With that, consumer prices only rose 0.8% YoY in July, indicating a slowdown in inflation from 1.4% increase in prices in January. The mild inflation growth seemed to provide a case for the Federal Reserve to go slow with its interest rate review.
“The latest weakness should seal the case against a September rate hike,” said economist Michael Feroli of J.P. Morgan Chase.
The dollar weakened on the downbeat consumer prices report and stocks sensitive to interest rates dipped.
How the major indexes performed
The Dow Jones Industrial Average (INDEXDJX:.DJI) eased 0.5% to 18552.02, while the S&P 500 (INDEXSP:.INX) declined 0.5% to 2178.15. The NASDAQ Composite (INDEXNASDAQ:.IXIC) lost 0.7% to 5227.11.
AT&T Inc. (NYSE:T), one of the companies sensitive to interest rates, fell 2.5% after the soft inflation data seemed to push back expectations of a rate hike by the Fed before the end of this year.
Oil fails to provide support
Rising crude oil and iPath S&P GSCI Crude Oil Total Return (NYSEARCA:OIL) prices wasn’t enough to provide for U.S. stocks after the Department of Labor released the disappointing consumer-price data. Nevertheless, energy was the greatest gainer on the S&P 500.
The price of U.S. oil increased 1.8% to $46.58 a barrel, hitting the highest mark last seen more than a month ago.

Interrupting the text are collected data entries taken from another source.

Issue #464, opened 2024-04-11
Issues found on Network Settings QA for v0.27.0-rc.3


alexruzenhack:
Related to: https://github.com/HathorNetwork/internal-issues/issues/249

## Network Settings

- [x] Issue: error on wallet initialization process trying to set wallet-service when it is enabled but the URL is empty
- [x] Issue: wallet behavior inconsistency after quit and reopen the wallet because service URLs aren't reapplied when a custom network settings is set
- [ ] Issue: after send a new network settings and let the app be blocked, the success feedback modal shows up on the locked scree

PR #465, opened 2024-04-11
fix: custom network settings processing

alexruzenhack:
### Motivation

Issues found on QA for v0.27.0-rc.3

Oil prices have rallied in the recent sessions after it was reported that even OPEC members are now feeling the pressure of the subdued oil prices in their economies. As such, the major producing countries are planning to meeting either in September or October at which they are likely to agree to cap their production. Saudi Arabia, which in June declined to support a call to freeze output unless rival Iran was doing the same, now appears open to a production cut to stabilize the price of oil.